_Exercise prompt_. From the records that follow, copy every line that contains the word "URIReadCache".

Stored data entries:
____

PR #469, opened 2021-12-21
feat: cache resolved refs, improve URI reader extensibility

### LINKED ISSUE #334: Resolving refs is not cached
From what I can see in swagger_loader.go, if a document has 10 references to the same document, the document will be fetched and parsed 10 times. If we were to cache by URL, we could significantly speed up document loading.

cmars:
This introduces simple URI-based caching.

A basic map-based cache implementation is provided, which may cover many
simple use cases. This caching is now used by default in the Loader.

File and HTTP URI readers are extracted from the loader internals so
that they may be extended, replaced, or configured. ReadFromHTTP allows
specifying the http.Client used to read HTTP $refs, for example.

Supersedes #117 and fixes #334.

### DIFF
--- a/openapi3/loader_uri_reader.go
+++ b/openapi3/loader_uri_reader.go
@@ -1,0 +1,104 @@
+package openapi3
+
+import (
+	"errors"
+	"fmt"
+	"io/ioutil"
+	"net/http"
+	"net/url"
+	"path/filepath"
+)
+
+// ReadFromURIFunc defines a function which reads the contents of a resource
+// located at a URI.
+type ReadFromURIFunc func(loader *Loader, url *url.URL) ([]byte, error)
+
+// ErrURINotSupported indicates the ReadFromURIFunc does not know how to handle a
+// given URI.
+var ErrURINotSupported = errors.New("unsupported URI")
+
+// ReadFromURIs returns a ReadFromURIFunc which tries to read a URI using the
+// given reader functions, in the same order. If a reader function does not
+// support the URI and returns ErrURINotSupported, the next function is checked
+// until a match is found, or the URI is not supported by any.
+func ReadFromURIs(readers ...ReadFromURIFunc) ReadFromURIFunc {
+	return func(loader *Loader, url *url.URL) ([]byte, error) {
+		for i := range readers {
+			buf, err := readers[i](loader, url)
+			if err == ErrURINotSupported {
+				continue
+			} else if err != nil {
+				return nil, err
+			}
+			return buf, nil
+		}
+		return nil, ErrURINotSupported
+	}
+}
+
+// DefaultReadFromURI returns a caching ReadFromURIFunc which can read remote
+// HTTP URIs and local file URIs.
+var DefaultReadFromURI = URIMapCache(ReadFromURIs(ReadFromHTTP(http.DefaultClient), ReadFromFile))
+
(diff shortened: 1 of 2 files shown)


openapi3/loader_uri_reader.go
```diff
@@ -0,0 +1,115 @@
...
+	"net/url"
+)
+
+// ReadFromURIFunc defines a function which reads the contents of a resource
+// located at a URI.
+type ReadFromURIFunc func(loader *Loader, url *url.URL) ([]byte, error)
+
+// ErrURINotSupported indicates the ReadFromURIFunc does not know how to handle a
+// given URI.
+var ErrURINotSupported = fmt.Errorf("unsupported URI")
```
fenollp, line 16: use errors.New

openapi3/loader_uri_reader.go
```diff
@@ -0,0 +1,115 @@
...
+			}
+			return buf, nil
+		}
+		return nil, ErrURINotSupported
+	}
+}
+
+// DefaultReadFromURI returns a ReadFromURIFunc which can read remote HTTP URIs and
+// local file URIs.
+var DefaultReadFromURI = ReadFromURIs(ReadFromHTTP(http.DefaultClient), ReadFromFile)
```
fenollp, line 39: I'd like caching to be enabled by default.

openapi3/loader_uri_reader.go
```diff
@@ -0,0 +1,115 @@
...
+		return nil, ErrURINotSupported
+	}
+	if location.Scheme != "" && location.Scheme != "file" {
+		return nil, ErrURINotSupported
+	}
+	return ioutil.ReadFile(location.Path)
+}
+
+// URIReadCache defines a cache for the contents read from URI references.
+type URIReadCache interface {
```
fenollp, line 77: What does this provide that `ReadFromURIFunc` cannot already do?
A simple cache:
```go
var DefaultReadFromURI = SimplestCache(ReadFromURIs(ReadFromHTTP(http.DefaultClient), ReadFromFile))

var readURICache map[string][]byte
func SimplestCache(reader ReadFromURIFunc) ReadFromURIFunc {
	if readURICache == nil {
		readURICache = make(map[string][]byte)
	}
	return func(loader *Loader, url *url.URL) (buf []byte, err error) {
		uri := url.String()
		var ok bool
		if buf, ok = readURICache[uri]; ok {
			return
		}
		if buf, err = reader(loader, url); err != nil {
			return
		}
		readURICache[uri] = buf
		return
	}
}
```

fenollp (changes requested):
I like these changes however I don't see how `URIReadCache` is needed when there is already `ReadFromURIFunc`.

openapi3/loader_uri_reader.go
cmars: Good point, the interface was overkill, walking that back.

cmars:
Gentle reminder on this one, could I please get another review?

I'm seeing a significant speedup in a [downstream tool of mine](https://github.com/snyk/vervet) with this change, when it processes OpenAPI that reuses a lot of http $ref'd components.

Without caching:
```
real 61.28
user 3.75
sys 2.75
```

With caching:
```
real 0.89
user 0.39
sys 0.06
```

Thanks!

fenollp (approved):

____

_Written response_.
+// URIReadCache defines a cache for the contents read from URI references.
+type URIReadCache interface {
I like these changes however I don't see how `URIReadCache` is needed when there is already `ReadFromURIFunc`.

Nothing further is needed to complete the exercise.